(ACTIVITY): Once the line with "This avoids the" is found in the entries below, repeat it and each following line exactly, up to and including the line with "This patch modifies". Add no other lines.

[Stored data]
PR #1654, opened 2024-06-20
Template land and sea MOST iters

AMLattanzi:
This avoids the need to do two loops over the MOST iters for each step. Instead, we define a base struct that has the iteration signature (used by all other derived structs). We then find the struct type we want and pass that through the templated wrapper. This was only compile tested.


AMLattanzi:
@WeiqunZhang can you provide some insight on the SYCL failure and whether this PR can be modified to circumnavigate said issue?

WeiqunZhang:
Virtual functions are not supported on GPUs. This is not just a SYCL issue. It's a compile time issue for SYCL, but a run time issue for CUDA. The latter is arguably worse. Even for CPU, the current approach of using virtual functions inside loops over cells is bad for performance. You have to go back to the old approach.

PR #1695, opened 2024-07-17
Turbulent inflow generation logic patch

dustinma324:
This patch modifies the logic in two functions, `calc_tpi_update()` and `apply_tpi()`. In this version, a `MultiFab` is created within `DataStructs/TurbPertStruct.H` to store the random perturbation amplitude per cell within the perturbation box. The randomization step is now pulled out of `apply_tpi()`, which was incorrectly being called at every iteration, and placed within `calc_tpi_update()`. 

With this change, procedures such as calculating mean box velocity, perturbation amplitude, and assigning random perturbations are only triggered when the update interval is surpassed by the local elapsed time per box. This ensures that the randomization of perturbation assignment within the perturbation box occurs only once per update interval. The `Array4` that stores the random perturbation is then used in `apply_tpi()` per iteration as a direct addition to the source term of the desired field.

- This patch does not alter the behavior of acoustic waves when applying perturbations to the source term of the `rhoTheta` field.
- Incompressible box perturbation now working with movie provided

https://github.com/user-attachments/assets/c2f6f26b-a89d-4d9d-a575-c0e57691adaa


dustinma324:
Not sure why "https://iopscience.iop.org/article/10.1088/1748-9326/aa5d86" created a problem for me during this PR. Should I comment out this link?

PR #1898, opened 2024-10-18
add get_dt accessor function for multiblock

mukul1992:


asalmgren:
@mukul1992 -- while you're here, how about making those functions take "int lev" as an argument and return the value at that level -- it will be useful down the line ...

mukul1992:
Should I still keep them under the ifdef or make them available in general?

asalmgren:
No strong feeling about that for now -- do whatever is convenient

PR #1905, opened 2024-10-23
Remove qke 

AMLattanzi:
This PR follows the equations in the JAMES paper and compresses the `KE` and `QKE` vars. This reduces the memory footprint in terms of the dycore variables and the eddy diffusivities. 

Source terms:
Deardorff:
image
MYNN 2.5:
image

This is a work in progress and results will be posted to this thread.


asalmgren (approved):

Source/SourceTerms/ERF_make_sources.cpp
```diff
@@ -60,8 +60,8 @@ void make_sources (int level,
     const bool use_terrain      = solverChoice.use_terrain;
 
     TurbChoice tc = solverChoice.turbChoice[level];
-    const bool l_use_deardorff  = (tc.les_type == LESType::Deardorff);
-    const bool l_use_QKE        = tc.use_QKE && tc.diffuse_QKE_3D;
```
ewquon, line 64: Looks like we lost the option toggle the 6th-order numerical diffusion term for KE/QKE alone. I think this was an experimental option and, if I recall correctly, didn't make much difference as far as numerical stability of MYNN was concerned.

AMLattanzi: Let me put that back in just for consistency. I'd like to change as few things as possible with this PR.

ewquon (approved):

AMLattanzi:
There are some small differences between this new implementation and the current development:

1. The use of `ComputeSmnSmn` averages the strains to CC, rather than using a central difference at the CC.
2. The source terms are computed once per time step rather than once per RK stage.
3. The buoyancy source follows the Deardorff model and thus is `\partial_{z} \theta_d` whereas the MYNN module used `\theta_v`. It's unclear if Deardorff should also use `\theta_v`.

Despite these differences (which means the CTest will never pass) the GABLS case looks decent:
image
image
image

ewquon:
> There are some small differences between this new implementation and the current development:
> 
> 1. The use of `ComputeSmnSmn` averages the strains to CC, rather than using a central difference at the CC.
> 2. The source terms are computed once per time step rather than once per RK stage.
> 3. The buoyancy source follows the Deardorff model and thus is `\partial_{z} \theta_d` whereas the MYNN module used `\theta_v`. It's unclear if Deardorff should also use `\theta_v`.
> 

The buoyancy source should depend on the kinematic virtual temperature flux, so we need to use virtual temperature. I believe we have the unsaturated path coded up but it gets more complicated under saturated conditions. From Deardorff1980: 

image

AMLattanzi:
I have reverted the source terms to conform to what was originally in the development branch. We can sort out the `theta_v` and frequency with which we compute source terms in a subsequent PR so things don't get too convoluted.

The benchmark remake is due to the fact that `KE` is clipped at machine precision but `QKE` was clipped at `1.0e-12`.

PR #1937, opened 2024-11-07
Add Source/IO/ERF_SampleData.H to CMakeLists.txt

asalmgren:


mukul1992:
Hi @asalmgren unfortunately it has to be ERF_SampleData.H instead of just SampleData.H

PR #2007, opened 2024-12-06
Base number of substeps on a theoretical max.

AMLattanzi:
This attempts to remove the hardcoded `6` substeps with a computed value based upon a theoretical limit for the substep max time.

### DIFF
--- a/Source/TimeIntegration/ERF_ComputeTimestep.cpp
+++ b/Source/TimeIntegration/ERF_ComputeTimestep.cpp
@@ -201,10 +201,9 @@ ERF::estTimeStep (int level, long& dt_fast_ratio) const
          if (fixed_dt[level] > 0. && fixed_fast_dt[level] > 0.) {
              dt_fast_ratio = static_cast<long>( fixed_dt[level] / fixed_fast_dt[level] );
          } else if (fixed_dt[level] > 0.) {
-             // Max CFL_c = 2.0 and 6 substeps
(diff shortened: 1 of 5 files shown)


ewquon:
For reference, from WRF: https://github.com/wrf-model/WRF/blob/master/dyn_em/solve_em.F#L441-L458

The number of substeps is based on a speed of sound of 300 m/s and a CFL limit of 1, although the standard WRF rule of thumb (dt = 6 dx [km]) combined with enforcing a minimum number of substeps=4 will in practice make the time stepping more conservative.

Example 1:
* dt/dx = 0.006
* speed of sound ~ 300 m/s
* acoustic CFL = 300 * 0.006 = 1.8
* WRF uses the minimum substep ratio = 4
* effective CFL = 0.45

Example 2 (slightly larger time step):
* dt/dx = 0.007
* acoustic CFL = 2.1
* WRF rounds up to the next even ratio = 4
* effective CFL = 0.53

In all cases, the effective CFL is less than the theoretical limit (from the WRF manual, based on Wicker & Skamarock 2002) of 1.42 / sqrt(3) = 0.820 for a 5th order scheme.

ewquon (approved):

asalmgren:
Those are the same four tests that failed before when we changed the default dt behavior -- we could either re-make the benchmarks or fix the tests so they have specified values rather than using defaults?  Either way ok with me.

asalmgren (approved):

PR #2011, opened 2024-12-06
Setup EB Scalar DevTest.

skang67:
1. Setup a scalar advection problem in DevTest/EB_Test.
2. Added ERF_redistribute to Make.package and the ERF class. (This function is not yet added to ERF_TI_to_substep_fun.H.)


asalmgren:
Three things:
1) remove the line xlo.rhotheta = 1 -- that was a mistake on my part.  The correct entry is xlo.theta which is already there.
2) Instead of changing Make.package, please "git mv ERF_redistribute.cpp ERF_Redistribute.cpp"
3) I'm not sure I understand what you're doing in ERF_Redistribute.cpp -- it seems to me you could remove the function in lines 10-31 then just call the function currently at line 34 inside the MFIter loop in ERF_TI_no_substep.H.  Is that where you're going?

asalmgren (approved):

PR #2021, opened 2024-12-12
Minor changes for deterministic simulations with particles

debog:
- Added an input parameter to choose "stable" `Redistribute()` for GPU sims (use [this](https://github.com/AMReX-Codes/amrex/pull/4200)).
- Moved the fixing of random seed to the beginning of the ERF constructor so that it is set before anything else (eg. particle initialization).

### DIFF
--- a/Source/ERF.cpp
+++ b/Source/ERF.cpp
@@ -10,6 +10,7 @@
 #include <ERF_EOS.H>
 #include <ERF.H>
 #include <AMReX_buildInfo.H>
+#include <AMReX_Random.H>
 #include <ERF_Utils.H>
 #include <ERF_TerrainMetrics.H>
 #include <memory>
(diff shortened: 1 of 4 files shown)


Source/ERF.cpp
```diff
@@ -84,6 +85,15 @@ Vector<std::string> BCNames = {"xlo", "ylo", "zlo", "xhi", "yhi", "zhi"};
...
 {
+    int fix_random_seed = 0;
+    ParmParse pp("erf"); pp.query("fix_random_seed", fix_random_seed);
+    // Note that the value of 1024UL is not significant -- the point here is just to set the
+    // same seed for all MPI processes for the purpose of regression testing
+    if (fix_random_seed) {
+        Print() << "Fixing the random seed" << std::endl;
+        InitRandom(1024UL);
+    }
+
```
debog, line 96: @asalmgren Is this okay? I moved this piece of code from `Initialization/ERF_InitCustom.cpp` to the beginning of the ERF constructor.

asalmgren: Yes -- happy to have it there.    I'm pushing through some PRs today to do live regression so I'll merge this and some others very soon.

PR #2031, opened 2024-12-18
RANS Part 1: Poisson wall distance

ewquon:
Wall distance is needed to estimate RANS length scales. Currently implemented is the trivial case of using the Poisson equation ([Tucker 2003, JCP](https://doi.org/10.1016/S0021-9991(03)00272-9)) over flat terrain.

...

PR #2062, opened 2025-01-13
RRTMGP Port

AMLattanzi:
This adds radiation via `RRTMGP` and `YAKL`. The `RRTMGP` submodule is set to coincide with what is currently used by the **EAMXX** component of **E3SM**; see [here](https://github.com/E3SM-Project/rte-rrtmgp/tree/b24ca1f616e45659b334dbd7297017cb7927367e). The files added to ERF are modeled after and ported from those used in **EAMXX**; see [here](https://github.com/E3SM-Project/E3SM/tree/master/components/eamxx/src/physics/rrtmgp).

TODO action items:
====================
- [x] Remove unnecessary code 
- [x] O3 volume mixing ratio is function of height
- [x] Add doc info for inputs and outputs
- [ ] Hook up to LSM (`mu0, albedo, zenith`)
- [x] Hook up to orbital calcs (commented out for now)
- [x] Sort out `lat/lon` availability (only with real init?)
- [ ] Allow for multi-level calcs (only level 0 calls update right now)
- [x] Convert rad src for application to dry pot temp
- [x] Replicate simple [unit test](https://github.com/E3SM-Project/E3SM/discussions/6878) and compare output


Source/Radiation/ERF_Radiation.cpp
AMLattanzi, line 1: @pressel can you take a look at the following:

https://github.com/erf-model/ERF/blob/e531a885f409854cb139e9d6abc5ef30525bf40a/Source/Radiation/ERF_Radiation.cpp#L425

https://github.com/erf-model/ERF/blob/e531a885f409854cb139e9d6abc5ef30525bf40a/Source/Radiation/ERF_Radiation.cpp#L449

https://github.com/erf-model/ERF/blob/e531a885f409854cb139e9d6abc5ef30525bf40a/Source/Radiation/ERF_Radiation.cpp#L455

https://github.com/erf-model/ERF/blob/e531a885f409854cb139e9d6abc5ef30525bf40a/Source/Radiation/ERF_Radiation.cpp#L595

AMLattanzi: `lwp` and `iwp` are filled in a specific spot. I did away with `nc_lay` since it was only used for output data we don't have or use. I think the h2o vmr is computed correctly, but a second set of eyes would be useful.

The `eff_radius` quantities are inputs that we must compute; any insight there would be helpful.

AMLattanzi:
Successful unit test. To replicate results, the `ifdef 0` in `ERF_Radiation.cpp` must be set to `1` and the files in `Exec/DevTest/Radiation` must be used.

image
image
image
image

(ANSWER TO THIS PROBLEM):
This avoids the need to do two loops over the MOST iters for each step. Instead, we define a base struct that has the iteration signature (used by all other derived structs). We then find the struct type we want and pass that through the templated wrapper. This was only compile tested.


AMLattanzi:
@WeiqunZhang can you provide some insight on the SYCL failure and whether this PR can be modified to circumnavigate said issue?

WeiqunZhang:
Virtual functions are not supported on GPUs. This is not just a SYCL issue. It's a compile time issue for SYCL, but a run time issue for CUDA. The latter is arguably worse. Even for CPU, the current approach of using virtual functions inside loops over cells is bad for performance. You have to go back to the old approach.

PR #1695, opened 2024-07-17
Turbulent inflow generation logic patch

dustinma324:
This patch modifies the logic in two functions, `calc_tpi_update()` and `apply_tpi()`. In this version, a `MultiFab` is created within `DataStructs/TurbPertStruct.H` to store the random perturbation amplitude per cell within the perturbation box. The randomization step is now pulled out of `apply_tpi()`, which was incorrectly being called at every iteration, and placed within `calc_tpi_update()`. 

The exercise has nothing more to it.